Task directions »
Every line below should be duplicated exactly.

BEGIN

PR #4044, opened 2026-08-03
fix(districtAlertSync): retry and throw on stale alert deactivation failure

### LINKED ISSUE #4041: Bug: Stale district alerts remain active when bulk deactivation fails in districtAlertSync
### Description
In `districtAlertSync.ts`, when the bulk deactivation of stale district alerts fails (lines 131-142), the error is only logged but the stale alerts remain active in the database. Users continue to see outdated/stale district alerts even after they should have been deactivated. The function should retry or at least ensure stale alerts are marked inactive to prevent serving stale data.

### Affected File
`apps/api/src/cron/districtAlertSync.ts:131-142`

### Root Cause
```typescript
if (staleIds.length > 0) {
    const { error: updateError } = await supabase
        .from("district_alerts")
        .update({ is_active: false, updated_at: timestamp })
        .in("id", staleIds);

    if (updateError) {
        logger.error("District alert sync: bulk deactivate failed", {
            error: updateError.message,
        });
        errors += 1;
        // BUG: stale alerts remain is_active: true in the database!
    }
}
```

### Reproduction Steps
1. Have stale district alerts in the database (alerts with no remaining verified reports)
2. Cause the bulk deactivation to fail (e.g., temporary DB outage, network issue)
3. Observe that stale alerts remain `is_active: true` and are served to users

### Expected Behavior
When bulk deactivation fails, the function should retry or throw an error to prevent stale alerts from being served. At minimum, the error should be surfaced so the stale alerts are not silently left active.

### Fix
Add retry logic or throw an error when deactivation fails, so stale alerts are not silently left active. Alternatively, log the specific stale alert IDs so they can be manually cleaned up.

### Labels
bug, gssoc2026, backend

vipul674:
Fixes #4041

- Retry bulk deactivation once when it fails
- Throw error if retry also fails to prevent silent data corruption
- Ensures stale alerts are not left active in the database

### DIFF
--- a/apps/api/src/cron/districtAlertSync.ts
+++ b/apps/api/src/cron/districtAlertSync.ts
@@ -134,10 +134,21 @@ export async function syncDistrictAlertTallies(): Promise<void> {
                 .in("id", staleIds);
 
             if (updateError) {
-                logger.error("District alert sync: bulk deactivate failed", {
+                logger.error("District alert sync: bulk deactivate failed, retrying", {
                     error: updateError.message,
                 });
-                errors += 1;
+                const { error: retryError } = await supabase
+                    .from("district_alerts")
+                    .update({ is_active: false, updated_at: timestamp })
+                    .in("id", staleIds);
+                if (retryError) {
+                    logger.error("District alert sync: bulk deactivate retry failed", {
+                        error: retryError.message,
+                    });
+                    throw new Error(
+                        `Failed to deactivate stale district alerts: ${retryError.message}`
+                    );
+                }
             }
         }
 


vipul674:
@dipexplorer

## Fix Report

**Issue:** #4041 — Stale district alerts remain active when bulk deactivation fails in districtAlertSync

**Root Cause:** When bulk deactivation of stale district alerts fails, the error is only logged but stale alerts remain  in the database. Users continue seeing outdated alerts.

**Fix:** Added retry logic — on first failure, retry once. If retry also fails, throw an error instead of silently leaving stale alerts active.

**Files changed:** 1 ()

**Impact:** Ensures stale alerts are either deactivated or surfaced as an error, preventing silent data corruption.

PR #4045, opened 2026-08-03
fix(interactions): default isFallback to false instead of true

### LINKED ISSUE #4042: Bug: Drug interaction endpoint marks all results as unverified when dbConfig is undefined
### Description
In `interactions.ts`, the `isFallback` variable defaults to `true` when `dbConfig` is undefined or `dbConfig.isSupabaseOffline` is undefined due to the `?? true` operator. This causes all drug interaction results to be marked as `verified: false` even when the database is online and serving live data, misleading users about the reliability of interaction data.

### Affected File
`apps/api/src/routes/interactions.ts:388,640`

### Root Cause
```typescript
const isFallback = dbConfig?.isSupabaseOffline ?? true;
// ...
verified: !isFallback,  // false when dbConfig is undefined!
```

The `?? true` default is overly pessimistic. When `dbConfig` is undefined (e.g., during module initialization or in certain code paths), the system incorrectly assumes fallback mode and reports all interactions as unverified.

### Reproduction Steps
1. Start the API server with a properly configured Supabase connection
2. Query the interactions endpoint (`GET /api/v1/interactions?ids=...`)
3. Observe that `verified` is `false` in the response even though the database is online and serving live data

### Expected Behavior
When `dbConfig` is undefined or `isSupabaseOffline` is undefined, the system should default to assuming the database is available (i.e., `isFallback = false`), since the presence of `dbConfig` indicates the application is running with a configured database.

### Fix
Change the default from `true` to `false`:
```typescript
const isFallback = dbConfig?.isSupabaseOffline ?? false;
```

### Labels
bug, gssoc2026, backend

vipul674:
Fixes #4042

- Change `dbConfig?.isSupabaseOffline ?? true` to `?? false`
- Prevents all interactions from being marked as unverified when dbConfig is undefined

### DIFF
--- a/apps/api/src/routes/interactions.ts
+++ b/apps/api/src/routes/interactions.ts
@@ -385,7 +385,7 @@ router.get(
             const interactionByPair = indexInteractions(
                 await loadInteractionsForGenerics(selectedGenerics)
             );
-            const isFallback = dbConfig?.isSupabaseOffline ?? true;
+            const isFallback = dbConfig?.isSupabaseOffline ?? false;
             const interactions = [];
 
             for (let i = 0; i < medicines.length; i++) {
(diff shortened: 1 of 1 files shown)


vipul674:
@dipexplorer

## Fix Report

**Issue:** #4042 — Drug interaction endpoint marks all results as unverified when dbConfig is undefined

**Root Cause:**  defaults to  when dbConfig is undefined, causing all interactions to be marked  even when the database is online.

**Fix:** Changed default from  to : 

**Files changed:** 1 ()

**Impact:** Interactions are correctly marked as verified when the database is online and available.

PR #4105, opened 2026-08-04
fix: sahidawa pharmacies promise catch

sanrishi:
Adds proper error handling for sahidawa pharmacies promise catch.


dipexplorer:
@sanrishi plz raise the issue against the PR u r working.

PR #4144, opened 2026-08-05
feat(api): add page/limit pagination to GET /api/wishlist

### LINKED ISSUE #4048: [FEATURE] Add pagination to GET /api/wishlist
### Which area does this feature belong to?

Backend — API / Express (apps/api)

### Estimated Difficulty

🟡 Intermediate — Some experience needed

### What problem does this solve?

END

Response to the exercise »
PR #4044, opened 2026-08-03
fix(districtAlertSync): retry and throw on stale alert deactivation failure

### LINKED ISSUE #4041: Bug: Stale district alerts remain active when bulk deactivation fails in districtAlertSync
### Description
In `districtAlertSync.ts`, when the bulk deactivation of stale district alerts fails (lines 131-142), the error is only logged but the stale alerts remain active in the database. Users continue to see outdated/stale district alerts even after they should have been deactivated. The function should retry or at least ensure stale alerts are marked inactive to prevent serving stale data.

### Affected File
`apps/api/src/cron/districtAlertSync.ts:131-142`

### Root Cause
```typescript
if (staleIds.length > 0) {
    const { error: updateError } = await supabase
        .from("district_alerts")
        .update({ is_active: false, updated_at: timestamp })
        .in("id", staleIds);

    if (updateError) {
        logger.error("District alert sync: bulk deactivate failed", {
            error: updateError.message,
        });
        errors += 1;
        // BUG: stale alerts remain is_active: true in the database!
    }
}
```

### Reproduction Steps
1. Have stale district alerts in the database (alerts with no remaining verified reports)
2. Cause the bulk deactivation to fail (e.g., temporary DB outage, network issue)
3. Observe that stale alerts remain `is_active: true` and are served to users

### Expected Behavior
When bulk deactivation fails, the function should retry or throw an error to prevent stale alerts from being served. At minimum, the error should be surfaced so the stale alerts are not silently left active.

### Fix
Add retry logic or throw an error when deactivation fails, so stale alerts are not silently left active. Alternatively, log the specific stale alert IDs so they can be manually cleaned up.

### Labels
bug, gssoc2026, backend

vipul674:
Fixes #4041

- Retry bulk deactivation once when it fails
- Throw error if retry also fails to prevent silent data corruption
- Ensures stale alerts are not left active in the database

### DIFF
--- a/apps/api/src/cron/districtAlertSync.ts
+++ b/apps/api/src/cron/districtAlertSync.ts
@@ -134,10 +134,21 @@ export async function syncDistrictAlertTallies(): Promise<void> {
                 .in("id", staleIds);
 
             if (updateError) {
-                logger.error("District alert sync: bulk deactivate failed", {
+                logger.error("District alert sync: bulk deactivate failed, retrying", {
                     error: updateError.message,
                 });
-                errors += 1;
+                const { error: retryError } = await supabase
+                    .from("district_alerts")
+                    .update({ is_active: false, updated_at: timestamp })
+                    .in("id", staleIds);
+                if (retryError) {
+                    logger.error("District alert sync: bulk deactivate retry failed", {
+                        error: retryError.message,
+                    });
+                    throw new Error(
+                        `Failed to deactivate stale district alerts: ${retryError.message}`
+                    );
+                }
             }
         }
 


vipul674:
@dipexplorer

## Fix Report

**Issue:** #4041 — Stale district alerts remain active when bulk deactivation fails in districtAlertSync

**Root Cause:** When bulk deactivation of stale district alerts fails, the error is only logged but stale alerts remain  in the database. Users continue seeing outdated alerts.

**Fix:** Added retry logic — on first failure, retry once. If retry also fails, throw an error instead of silently leaving stale alerts active.

**Files changed:** 1 ()

**Impact:** Ensures stale alerts are either deactivated or surfaced as an error, preventing silent data corruption.

PR #4045, opened 2026-08-03
fix(interactions): default isFallback to false instead of true

### LINKED ISSUE #4042: Bug: Drug interaction endpoint marks all results as unverified when dbConfig is undefined
### Description
In `interactions.ts`, the `isFallback` variable defaults to `true` when `dbConfig` is undefined or `dbConfig.isSupabaseOffline` is undefined due to the `?? true` operator. This causes all drug interaction results to be marked as `verified: false` even when the database is online and serving live data, misleading users about the reliability of interaction data.

### Affected File
`apps/api/src/routes/interactions.ts:388,640`

### Root Cause
```typescript
const isFallback = dbConfig?.isSupabaseOffline ?? true;
// ...
verified: !isFallback,  // false when dbConfig is undefined!
```

The `?? true` default is overly pessimistic. When `dbConfig` is undefined (e.g., during module initialization or in certain code paths), the system incorrectly assumes fallback mode and reports all interactions as unverified.

### Reproduction Steps
1. Start the API server with a properly configured Supabase connection
2. Query the interactions endpoint (`GET /api/v1/interactions?ids=...`)
3. Observe that `verified` is `false` in the response even though the database is online and serving live data

### Expected Behavior
When `dbConfig` is undefined or `isSupabaseOffline` is undefined, the system should default to assuming the database is available (i.e., `isFallback = false`), since the presence of `dbConfig` indicates the application is running with a configured database.

### Fix
Change the default from `true` to `false`:
```typescript
const isFallback = dbConfig?.isSupabaseOffline ?? false;
```

### Labels
bug, gssoc2026, backend

vipul674:
Fixes #4042

- Change `dbConfig?.isSupabaseOffline ?? true` to `?? false`
- Prevents all interactions from being marked as unverified when dbConfig is undefined

### DIFF
--- a/apps/api/src/routes/interactions.ts
+++ b/apps/api/src/routes/interactions.ts
@@ -385,7 +385,7 @@ router.get(
             const interactionByPair = indexInteractions(
                 await loadInteractionsForGenerics(selectedGenerics)
             );
-            const isFallback = dbConfig?.isSupabaseOffline ?? true;
+            const isFallback = dbConfig?.isSupabaseOffline ?? false;
             const interactions = [];
 
             for (let i = 0; i < medicines.length; i++) {
(diff shortened: 1 of 1 files shown)


vipul674:
@dipexplorer

## Fix Report

**Issue:** #4042 — Drug interaction endpoint marks all results as unverified when dbConfig is undefined

**Root Cause:**  defaults to  when dbConfig is undefined, causing all interactions to be marked  even when the database is online.

**Fix:** Changed default from  to : 

**Files changed:** 1 ()

**Impact:** Interactions are correctly marked as verified when the database is online and available.

PR #4105, opened 2026-08-04
fix: sahidawa pharmacies promise catch

sanrishi:
Adds proper error handling for sahidawa pharmacies promise catch.


dipexplorer:
@sanrishi plz raise the issue against the PR u r working.

PR #4144, opened 2026-08-05
feat(api): add page/limit pagination to GET /api/wishlist

### LINKED ISSUE #4048: [FEATURE] Add pagination to GET /api/wishlist
### Which area does this feature belong to?

Backend — API / Express (apps/api)

### Estimated Difficulty

🟡 Intermediate — Some experience needed

### What problem does this solve?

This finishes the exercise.